Mes lames dansent, chantent, virevoltent. Mes bracelets de douleurs mordent parfois ma chair, délicate brûlure pour me rappeler que je suis en vie pour m'empêcher de m'oublier dans le combat, dans la frénésie du sang qui m'éclabousse.
Je tranche, lacère, coupe.
Mes lames brillent, chantent, embrassent.
Tourbillons de douleur et de sang. Je ne frappe pas pour tuer. Je lacère pour faire souffrir, pour prolonger l'agonie.
Pourquoi tuer alors que je peux faire durer le plaisir ?
Le fil de mes lames tranchent muscles, entaillent artère et gorges. La vie s'échappent lentement des haut elfes qui tombent sous mes coups. Je savoure le goût de leur agonie. Ma peau frissonne sous la caresse de leur sang. Décidément non, je ne comprendrais jamais comment l'on peut prendre plaisir à se battre en armure.
Il ne reste plus personne. Ils sont tous mort ou presque. Déjà... Le silence petit à petit se fait à nouveau. L'amère goût de leur droiture disparaît peu à peu du fond de ma gorge. Il est l'heure de repartir, de rentrer faire mon rapport.
Un bruit.
Je me fige. Il en reste un. J'ai été inattentive. J'ai failli le rater. Je peux presque sentir sa peur. Il doit être jeune. Le voilà, là, au fond d'une tente. Il tremble.
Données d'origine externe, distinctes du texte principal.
Issue #107, opened 2018-03-22
Unnecessary empty files are getting created in nodes which is not responsible for those files


abhishekdas99:
Let say we have 3 nodes in the cluster and we have 12 files (File1 to File12). Lets assume consistent hashing algorithm puts 
File1, File4.. File10 in Node 1, 
File2, File5.. File11 in Node 2,
File3, File6.. File12 in Node 3

So we should only see File1, File4.. File10 and the corresponding mdfiles in Node1.

But we are seeing File2, File3 etc files (which are not supposed be in Node1) are getting created with 0 bytes.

'Si tu me supplies, je te laisserais la vie sauve ' lui dis-je amusée. Après tout, pourquoi me refuser un petit mensonge. Je le sens qui voudrait me croire, qui voudrait oublier son honneur et sa droiture.
'Menteuse'.
D'un simple mot il retrouve, presque, son courage. Il soulève sa lourde hache et se jette sur moi. Il n'a aucune chance. Un pas rapide sur le coté, presque comme si nous dansions et ma lame s'enfonce jusqu'à la garde. Il hoquette de douleur, je tourne ma lame en son sein. Il lâche son arme, sent la mort venir. Il essaie de m'étrangler et c'est alors que dans la faible lueur du feu, à l'extérieur, il croise mon regard. Il sursaute tandis que ma dague s'enfonce à nouveau en lui.
Un autre mot, le dernier. Un dernier mot qui me définie, plus encore que le premier.
'Aveugle'.
Il est mort. J'essuie mes dagues sur sa cape. Leur sang sèche sur ma peau. Je repars.